-- ABOUT THIS TASK --
Return the opening lines of the material, word for word. End with the line that contains "If your message".

-- RECORDED INFORMATION --
* * * * *

PR #46, opened 2016-01-25
Better default values

mmmries:
In our production environment we've switched the default `prefetch` to 5 across most of our subscribers and it has worked well for us. Prefetching 200 messages (per queue) means you end up holding onto a lot of messages and they can end up sitting around for a while before getting used.

If your message processing is in the 10ms+ range then prefetching that many messages does not actually speed things up so I've bumped the default down for the gem.

I've also setup a configuration value for how many seconds we should try to wait for the threadpool to drain during graceful shutdowns and defaulted it to 30 seconds (instead of the previous hardcoded 1000 seconds).

/cc @abrandoned @localshred @brettallred @brianstien @quixoten

### DIFF
--- a/lib/action_subscriber/babou.rb
+++ b/lib/action_subscriber/babou.rb
@@ -96,8 +96,7 @@ module ActionSubscriber
       wait_loops = 0
       ::ActionSubscriber::Babou.stop_receving_messages!
 
-      # Going to wait until the thread pool drains or we wait for 1000 seconds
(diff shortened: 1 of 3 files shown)


quixoten:
That's a long config parameter. Would  `shutdown_timeout` or `graceful_shutdown_timeout` offer the same clarity? Either way, you've got my :shipit:

mmmries:
@quixoten it is pretty long, I just wanted to make it obvious that it was measured in seconds (not milliseconds like some other config parameters)

liveh2o:
:shipit:

PR #47, opened 2016-01-26
Fix Action Bug

mmmries:
There is an existing bug in ActionSubscriber where the user can setup a route with `action = :some_method`, but when messages are received it will use the last part of the `routing_key` instead of the action that was specific when the user was drawing their routes.

I'm almost positive this was an oversight when we built in the explicit routing layer because it is extremely surprising when you setup a route like `route ::AggregationSubscriber, :completed, ...`, but in production it tries to call `completed_low` because the routing key was specific as `grunt.aggregation.completed_low`.

/cc @abrandoned @brettallred @localshred @film42 @quixoten


liveh2o:
Seems fine to me. :shipit:

PR #48, opened 2016-02-03
Add a durable asynchronous publisher

film42:
**What:**
This is a work-in-progress PR that allows you to pull message publishing into its own supervised thread. It's important to note that I'm not trying to change the `publish` code, instead I'm proposing to add a new layer of abstraction on top of it to add durability to message publishing. This PR will be the first of a few:

1. Establish a pattern for asynchronous message publishing (this PR).
2. Create a pattern that persists messages to disk (using redis).
3. Extract publisher code to its own gem.

With these changes, you will be able to durably and reliably publish messages without needing to rely on an immediately available RabbitMQ instance. For example, if you're publishing changes in your application's request path, a sick RabbitMQ cluster won't pose an immediate threat.

Writing these messages to disk is the main goal I'm trying to get to. I'm starting with an in-memory buffer because it's a simple default that we can ship in ActionSubscriber without needing to change our requirements. It also means that adding a redis layer becomes a simple configuration change. If you're not feeling too crazy about an in-memory buffer and think we should skip ahead to the redis version, please share your feedback.

Note: This doesn't include tests at this point, but those are coming. I want to make sure this looks like a good path forward before putting those up.

**Performance:**
Locally I can push ~500 1KB messages/sec on MRI, and ~900 1KB messages/sec on Jruby. I think these numbers are pretty good for a single-threaded publisher. If this becomes a problem, we can always create a pool of publishers.

cc @mmmries @abrandoned @liveh2o @brianstien @localshred

### DIFF
--- a/lib/action_subscriber.rb
+++ b/lib/action_subscriber.rb
@@ -23,6 +23,7 @@ require "action_subscriber/bunny/subscriber"
 require "action_subscriber/march_hare/subscriber"
 require "action_subscriber/babou"
 require "action_subscriber/publisher"
+require "action_subscriber/publisher/async"
 require "action_subscriber/route"
 require "action_subscriber/route_set"
 require "action_subscriber/router"
@@ -109,6 +110,9 @@ module ActionSubscriber
 
   # Initialize config object
   config
+
+  # Intialize async publisher adapter
+  ::ActionSubscriber::Publisher::Async.publisher_adapter
 
   ::ActiveSupport.run_load_hooks(:action_subscriber, Base)
 
--- a/lib/action_subscriber.rb
+++ b/lib/action_subscriber.rb
@@ -139,5 +139,6 @@ end
 require "action_subscriber/railtie" if defined?(Rails)
 
 at_exit do
+  ::ActionSubscriber::Publisher::Async.publisher_adapter.shutdown!
   ::ActionSubscriber::RabbitConnection.publisher_disconnect!
 end
--- a/lib/action_subscriber/configuration.rb
+++ b/lib/action_subscriber/configuration.rb
@@ -2,6 +2,7 @@ module ActionSubscriber
   class Configuration
     attr_accessor :allow_low_priority_methods,
                   :async_message_publisher,
+                  :async_message_supervisor_interval,
                   :decoder,
                   :default_exchange,
                   :error_handler,
@@ -21,6 +22,7 @@ module ActionSubscriber
     DEFAULTS = {
       :allow_low_priority_methods => false,
       :async_message_publisher => 'memory',
+      :async_message_supervisor_interval => 200, # in milliseconds
       :default_exchange => 'events',
       :heartbeat => 5,
       :host => 'localhost',
--- a/lib/action_subscriber/configuration.rb
+++ b/lib/action_subscriber/configuration.rb
@@ -1,8 +1,10 @@
 module ActionSubscriber
   class Configuration
     attr_accessor :allow_low_priority_methods,
-                  :async_message_publisher,
-                  :async_message_supervisor_interval,
+                  :async_publisher,
+                  :async_publisher_drop_messages_when_queue_full,
+                  :async_publisher_max_queue_size,
+                  :async_publisher_supervisor_interval,
                   :decoder,
                   :default_exchange,
                   :error_handler,
@@ -21,8 +23,10 @@ module ActionSubscriber
 
     DEFAULTS = {
       :allow_low_priority_methods => false,
-      :async_message_publisher => 'memory',
-      :async_message_supervisor_interval => 200, # in milliseconds
+      :async_publisher => 'memory',
+      :async_publisher_drop_messages_when_queue_full => false,
+      :async_publisher_max_queue_size => 1_000_000,
+      :async_publisher_supervisor_interval => 200, # in milliseconds
       :default_exchange => 'events',
       :heartbeat => 5,
       :host => 'localhost',
--- a/lib/action_subscriber/configuration.rb
+++ b/lib/action_subscriber/configuration.rb
@@ -1,6 +1,7 @@
 module ActionSubscriber
   class Configuration
     attr_accessor :allow_low_priority_methods,
+                  :async_message_publisher_mode,
                   :decoder,
                   :default_exchange,
                   :error_handler,
@@ -19,6 +20,7 @@ module ActionSubscriber
 
     DEFAULTS = {
       :allow_low_priority_methods => false,
+      :async_message_publisher_mode => 'memory',
       :default_exchange => 'events',
       :heartbeat => 5,
       :host => 'localhost',
--- a/lib/action_subscriber/configuration.rb
+++ b/lib/action_subscriber/configuration.rb
@@ -1,7 +1,7 @@
 module ActionSubscriber
   class Configuration
     attr_accessor :allow_low_priority_methods,
-                  :async_message_publisher_mode,
+                  :async_message_publisher,
                   :decoder,
                   :default_exchange,
                   :error_handler,
@@ -20,7 +20,7 @@ module ActionSubscriber
 
     DEFAULTS = {
       :allow_low_priority_methods => false,
-      :async_message_publisher_mode => 'memory',
+      :async_message_publisher => 'memory',
       :default_exchange => 'events',
       :heartbeat => 5,
       :host => 'localhost',
--- a/lib/action_subscriber/publisher/async.rb
+++ b/lib/action_subscriber/publisher/async.rb
@@ -1,0 +1,31 @@
+module ActionSubscriber
+  module Publisher
+    # Publish a message asynchronously to RabbitMQ.
+    #
+    # Asynchronous is designed to do two things:
+    # 1. Introduce the idea of a durable retry should the RabbitMQ connection disconnect.
+    # 2. Provide a higher-level pattern for fire-and-forget publishing.
+    #
+    # @param [String] route The routing key to use for this message.
+    # @param [String] payload The message you are sending. Should already be encoded as a string.
+    # @param [String] exchange The exchange you want to publish to.
+    # @param [Hash] options hash to set message parameters (e.g. headers).
+    def self.publish_async(route, payload, exchange_name, options = {})
+      Async.publisher_adapter.publish(route, payload, exchange_name, options)
+    end
+
+    module Async
+      def self.publisher_adapter
+        @publisher_adapter ||= case ::ActionSubscriber.configuration.async_message_publisher_mode
+                               when /memory/i then
+                                 require "action_subscriber/publisher/async/in_memory_adapter"
+                                 InMemoryAdapter.new
+                               when /redis/i then
+                                 fail "Not yet implemented"
+                               else
+                                 fail "Unknown async publisher provided"
+                               end
+      end
+    end
+  end
+end
--- a/lib/action_subscriber/publisher/async.rb
+++ b/lib/action_subscriber/publisher/async.rb
@@ -16,7 +16,7 @@ module ActionSubscriber
 
     module Async
       def self.publisher_adapter
-        @publisher_adapter ||= case ::ActionSubscriber.configuration.async_message_publisher
+        @publisher_adapter ||= case ::ActionSubscriber.configuration.async_publisher
                                when /memory/i then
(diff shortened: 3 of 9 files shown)


lib/action_subscriber/publisher/async/in_memory_adapter.rb
```diff
@@ -0,0 +1,105 @@
...
+          fail UnableToPersistMessageError, "Queue is full, messages will be dropped." if queue.size > MAXIMUM_QUEUE_SIZE
+
+          queue.push(message)
+        end
+
+      private
+
+        def create_and_supervise_consumer!
+          @consumer = create_consumer
+          @supervisor = ::Thread.new do
```
abrandoned: how do these threads die and get collected? supervisor just run forever?

lib/action_subscriber/publisher/async/in_memory_adapter.rb
```diff
@@ -0,0 +1,105 @@
...
+              @current_message = message = queue.pop
+
+              begin
+                ::ActionSubscriber::Publisher.publish(message.route, message.payload, message.exchange_name, message.options)
+
+                # Reset
+                @current_message = nil
+              rescue *NETWORK_ERRORS
+                # Sleep because the connection is down.
+                sleep 1
```
abrandoned: allow configurable sleep millis? (as opposed to seconds)

lib/action_subscriber/publisher/async/in_memory_adapter.rb
```diff
@@ -0,0 +1,105 @@
...
+                # Requeue and try again.
+                queue.push(message)
+              rescue => unknown_error
+                # Do not requeue the message because something else horrible happened.
+                @current_message = nil
+                puts unknown_error.class
```
abrandoned: don't we have a logger in action_subscriber?

lib/action_subscriber/publisher/async/in_memory_adapter.rb
```diff
@@ -0,0 +1,105 @@
...
+            loop do
+              unless consumer.alive?
+                # Why might need to requeue the last message.
+                queue.push(@current_message) if @current_message.present?
+                consumer.kill
+                @consumer = create_consumer
+              end
+
+              # Pause before checking the consumer again.
+              sleep 1
```
abrandoned: same here with configurable millis?

lib/action_subscriber/publisher/async/in_memory_adapter.rb
```diff
@@ -0,0 +1,105 @@
...
+        end
+
+        def initialize
+          @queue = ::Queue.new
+          create_and_supervise_consumer!
+        end
+
+        def push(message)
+          # TODO: How do we exert backpressure here? Do we block the thread, or do we raise an error?
+          fail UnableToPersistMessageError, "Queue is full, messages will be dropped." if queue.size > MAXIMUM_QUEUE_SIZE
```
abrandoned: maybe a configurable `fail` vs just throwing away?

abrandoned:
would be interesting to see a test with lifeguard (even set at 5 threads)

lib/action_subscriber/configuration.rb
```diff
@@ -1,6 +1,7 @@
 module ActionSubscriber
   class Configuration
     attr_accessor :allow_low_priority_methods,
+                  :async_message_publisher_mode,
```
liveh2o: Let's call this `async_message_publisher`.

lib/action_subscriber/publisher/async.rb
```diff
@@ -0,0 +1,31 @@
...
+    # @param [String] exchange The exchange you want to publish to.
+    # @param [Hash] options hash to set message parameters (e.g. headers).
+    def self.publish_async(route, payload, exchange_name, options = {})
+      Async.publisher_adapter.publish(route, payload, exchange_name, options)
+    end
+
+    module Async
+      def self.publisher_adapter
+        @publisher_adapter ||= case ::ActionSubscriber.configuration.async_message_publisher_mode
+                               when /memory/i then
```
liveh2o: Why use a regex here? It seems reasonable that a lowercase string would need to be used in the config. Alternatively, you could require a symbol.

lib/action_subscriber/publisher/async/in_memory_adapter.rb
```diff
@@ -0,0 +1,105 @@
...
+      class UnableToPersistMessageError < ::StandardError
+      end
+
+      class AsyncQueue
+        attr_reader :consumer, :queue, :supervisor
+
+        MAXIMUM_QUEUE_SIZE = 1_000_000.freeze
+
+        if ::RUBY_PLATFORM == "java"
+          NETWORK_ERRORS = [::Java::ComRabbitmqClient::AlreadyClosedException, ::Java::JavaIo::IOException]
```
liveh2o: Perhaps freeze these as well/

lib/action_subscriber/publisher/async/in_memory_adapter.rb
film42: I uses 1 second, because that's what we set our `network_recovery_interval` to [here](https://github.com/mxenabled/action_subscriber/blob/f818f77f9a9fe85aaf27905623236158db1ca363/lib/action_subscriber/rabbit_connection.rb#L69). Though not currently configurable, perhaps it should be.

lib/action_subscriber/publisher/async/in_memory_adapter.rb
film42: Supervisor and consumer are collected when the program terminates (run forever). Maybe a shutdown trigger is needed so it can empty its queue before terminating? Actually, there probably is a possible race condition where the request finishes and exits the process, but the publisher has not successfully delivered the message. I'm going to need to think about this.

liveh2o:
Overall, I'm really liking the direction. I think starting with an in-memory queue is a solid default that will allow anyone to get this up and running with little overhead. The adapter interface seems pretty solid as well.

lib/action_subscriber/publisher/async/in_memory_adapter.rb
film42: That's a good idea. Basically saying, "you can either have an error raised because you've saturated your publisher, or you can drop your messages."

lib/action_subscriber/publisher/async/in_memory_adapter.rb
```diff
@@ -0,0 +1,153 @@
...
+          end
+
+          def size
+            queue.size
+          end
+
+        private
+
+          def await_network_reconnect
+            sleep ::ActionSubscriber::RabbitConnection::NETWORK_RECOVERY_INTERVAL
```
film42: @abrandoned I'm using this constant to be the first path towards configuring network recover intervals.

lib/action_subscriber.rb
```diff
@@ -135,5 +139,6 @@ def self.default_routes
 require "action_subscriber/railtie" if defined?(Rails)
 
 at_exit do
+  ::ActionSubscriber::Publisher::Async.publisher_adapter.shutdown!
```
film42: I'm not sure that I love using `at_exit` to drain the pool, but it will terminate after `seconds_to_wait_for_graceful_shutdown` has expired with nice messages.

film42:
I removed the RFC from this PR and added tests, so this is ready for a proper review.

mmmries:
What are the pros/cons of putting this work into `action_subscriber` vs starting the `active_publisher` gem we've been talking about? It seems easier to me to release these changes as `active-publisher v0.0.1` rather than release a pre-release version of ActionSubscriber.

lib/action_subscriber/publisher/async/in_memory_adapter.rb
mmmries: I'm okay leaving this as a constant because if we end up using any async-adapter that goes to redis we probably won't be in charge of configuring the network recovery intervals inside the publishing process.

mmmries:
@abrandoned would moving to a threadpool of publishing threads be useful in this project? If we end up using redis + sidekiq we will lose control of the threadpool execution anyway. I think the only real benefit we gain from a threadpool is that the workers in the threadpool wouldn't have to open/close a channel on each publish which should reduce the overhead for the publisher and the rabbit cluster, but that definitely sounds like a separate iteration to me.

lib/action_subscriber/publisher/async/in_memory_adapter.rb
```diff
@@ -0,0 +1,153 @@
...
+                rescue => unknown_error
+                  # Do not requeue the message because something else horrible happened.
+                  @current_message = nil
+
+                  # Log the error.
+                  logger.info unknown_error.class
+                  logger.info unknown_error.message
+                  logger.info unknown_error.backtrace.join("\n")
+
+                  # TODO: Find a way to bubble this out of the thread for logging purposes.
```
jtanner: One approach could be to use something like [Celluloid Actor Linking](https://github.com/celluloid/celluloid/wiki/Linking) and `trap_exit` to catch and notify the supervisor actor of the error.

abrandoned:
@mmmries all for iteration; no need to pool it yet (until we have some kind of data about what would be good)

lib/action_subscriber/publisher/async/in_memory_adapter.rb
film42: Yeah, I think we need to provide a way to jack-in an error handler here. I'm willing to punt on this for now, though.

abrandoned:
I'm all for taking this for a spin and seeing what we come up with :shipit:

film42:
Going to cut a pre-release.

mmmries:
Not necessary for this PR, but I was just thinking that when we use `publish_async` it would probably be a good idea to default to publishing with `publisher_confirms` turned on, so that we can retry publishes that fail to reach the cluster

film42:
I like that idea, @mmmries .

abrandoned:
@film42 is this ready to go? let's make it go if so :shipit:

film42:
@abrandoned This is ready to go. I'll follow up this PR with my introspection strategy which will allow us to publish these inner stats using `harnes-action_subscriber`.

spec/lib/action_subscriber/configuration_spec.rb
```diff
@@ -1,7 +1,10 @@
 describe ::ActionSubscriber::Configuration do
   describe "default values" do
     specify { expect(subject.allow_low_priority_methods).to eq(false) }
-    specify { expect(subject.default_exchange).to eq("events") }
```
mmmries: why remove the test for `default_exchange`?

spec/spec_helper.rb
```diff
@@ -13,6 +13,7 @@
 require 'action_subscriber/rspec'
 
 # Silence the Logger
+$TESTING = true
```
mmmries: Did you end up using this anywhere? I don't see it anywhere else in the diff.

mmmries:
A few small questions of things that I think we could cleanup, but :shipit: regardless of the response. Neither of them are worth holding off for.

spec/lib/action_subscriber/configuration_spec.rb
film42: Whoops! That should not be removed!

film42: Done.

spec/spec_helper.rb
film42: I had to set this so we wouldn't attempt to close the `oldlogger` in Logging.

film42:
Btw, for those who are interested, here's a snippet you can use to introspect the running async publisher:
```ruby
trap(:TRAP) do
  queue_size = ::ActionSubscriber::Publisher::Async.publisher_adapter.async_queue.size
  supervisor = ::ActionSubscriber::Publisher::Async.publisher_adapter.async_queue.supervisor
  consumer = ::ActionSubscriber::Publisher::Async.publisher_adapter.async_queue.consumer
  ::Rails.logger.info "ASYNC PUBLISHER QUEUE SIZE: #{queue_size}"
  ::Rails.logger.info "  SUPERVISOR: #{supervisor.alive? ? 'ALIVE' : 'DEAD' }"
  ::Rails.logger.info "  CONSUMER: #{consumer.alive? ? 'ALIVE' : 'DEAD' }"
end
```

A better solution for introspecting is coming soon.

PR #49, opened 2016-02-10
Provide error handler to the async publisher

film42:
Adding an error handler to the async publisher will let anyone bubble errors wherever they need to go. By default, however, exceptions are logged and swallowed (not new behavior).

I think this PR is in an adequate state. What I'm unsure of is if this behavior should become a convention of action subscriber (set the default in the configuration), or leave this in the in-memory publisher so it's easier to extract into a publisher gem. You might think it's good enough as is, and that's cool too.

### DIFF
--- a/lib/action_subscriber/publisher/async/in_memory_adapter.rb
+++ b/lib/action_subscriber/publisher/async/in_memory_adapter.rb
@@ -65,6 +65,20 @@ module ActionSubscriber
             create_and_supervise_consumer!
           end
 
+          def error_handler
+            # This is currently not memoized because the configuration might change by some other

* * * * *

-- RESULT OF THIS TASK --
PR #46, opened 2016-01-25
Better default values

mmmries:
In our production environment we've switched the default `prefetch` to 5 across most of our subscribers and it has worked well for us. Prefetching 200 messages (per queue) means you end up holding onto a lot of messages and they can end up sitting around for a while before getting used.

If your message processing is in the 10ms+ range then prefetching that many messages does not actually speed things up so I've bumped the default down for the gem.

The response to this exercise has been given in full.